Blogger -dan'l said...

Peri, what you describe here sounds similar to the interactive DVD novel they tried to sell me when I bought a Packard Bell computer running Windows 95 all those years ago.

While it has entertainment value -- and in my opinion was an idea that never caught on but should have -- can it really be called a game?

In the interactive DVD, the story was played out from the POV of the captain of a sub. The story would progress, till you were presented with choices. Your choice of action chose the next leg of the story. Depending on choices, the story could go any one of hundreds of ways.

What you're suggesting is more smooth, in that the "choices" aren't explicitly given as "1, 2 or 3" multiple choice, but simply made based on the actions of the character playing the game. But it's still the same idea. A movie that plays outself out differently every time it's played, depending on the whims of the player.

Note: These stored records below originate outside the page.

PR #7206, opened 2023-08-22
fix: ensure lists are present before running update

JFrankfurt:
## Description

Fix sentry error:
`TypeError: Cannot read properties of undefined (reading 'current')`

will hotfix to prod when this is merged

_Linear ticket:_
_Slack thread:_ https://uniswapteam.slack.com/archives/C03NZGRTS3A/p1692724036927089
_Relevant docs:_

### DIFF
--- a/src/state/lists/updater.ts
+++ b/src/state/lists/updater.ts
@@ -1,7 +1,8 @@
 import { getVersionUpgrade, VersionUpgrade } from '@uniswap/token-lists'
 import { useWeb3React } from '@web3-react/core'
-import { DEFAULT_LIST_OF_LISTS, UNI_EXTENDED_LIST, UNI_LIST, UNSUPPORTED_LIST_URLS } from 'constants/lists'
+import { DEFAULT_LIST_OF_LISTS, UNSUPPORTED_LIST_URLS } from 'constants/lists'
 import TokenSafetyLookupTable from 'constants/tokenSafetyLookup'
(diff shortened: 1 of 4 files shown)


cbachmeier (approved):

src/state/lists/updater.ts
```diff
@@ -23,7 +23,8 @@ export default function Updater(): null {
   const listsState = useAppSelector((state) => state.lists)
 
   useEffect(() => {
-    TokenSafetyLookupTable.update(listsState)
+    const keysArePresent = [UNI_EXTENDED_LIST, UNI_LIST, ...UNSUPPORTED_LIST_URLS].every((key) => listsState.byUrl[key])
```
zzmp, line 26: This is essentially the same as checking for hydration, but doesn't check for type safety at the point of use. Can you amend it in two ways:

- check for type safety at the point of use (ie in `tokenSafetyLookup#update`)
- this check is essentially the same as checking for hydration, but it couples `keysArePresent` to the implementation of `tokenSafetyLookup`. Can you instead add a hook to check if the state is hydrated? (if you search for "hydrated" you'll find similar logic already in the codebase.)

zzmp (changes requested):

src/state/lists/updater.ts
JFrankfurt: 1. is proving difficult while retaining the flexibility of string indexing byUrl

JackShort (approved):

PR #7209, opened 2023-08-22
fix: isolate assertions into single tests

JFrankfurt:
## Description

Cypress was failing on main. This isolates some flakey spy assertions into their own contexts.


JackShort (approved):
ty for this

tinaszheng (approved):

PR #7210, opened 2023-08-22
feat: redirect /address links to the wallet download landing page or app store

natew:
…app store

## Description

going to 

https://app.uniswap.org/#/address/0x50EC05ADe8280758E2077fcBC08D878D4aef79C3

would 404, now it will redirect to our app landing page, or ios app store

_Linear ticket:_ https://linear.app/uniswap/issue/WEB-2693/can-we-add-a-redirect-link-for-external-profile-urls-when-a-user-is
_Slack thread:_
_Relevant docs:_

### Before

CleanShot 2023-08-22 at 12 16 23

### After

CleanShot 2023-08-22 at 12 16 32

### Reproducing the error

1. 

### QA (ie manual testing)

- [ ] N/A

### Automated testing

- [ ] Unit test
- [ ] Integration/E2E test


src/pages/App.tsx
```diff
@@ -185,6 +185,18 @@ export default function App() {
     [account]
   )
 
+  // redirect address to landing pages until implemented
+  const shouldRedirectToAppInstall = pathname?.startsWith('/address/')
```
cbachmeier, line 189: how do users get to `/address`? are we routing them from the mobile app?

Wouldn't it be interesting to release a full-length motion picture that played itself out this way with the viewer being a character? Not 50 nodes involved, but hundreds or thousands. Enough to make the film truly interesting and feel totally randomly new each time you 'play' it. Everybody who see the film would experience a different storyline (carefully scripted, as you say -- with many variations based on player choice.) And the movie could be 'played' differently each time you 'play' it.

Oh, I'd enjoy that...

5:17 AM

 
Anonymous Anonymous said...

I loved reading this even though I have zero experience with computer gaming.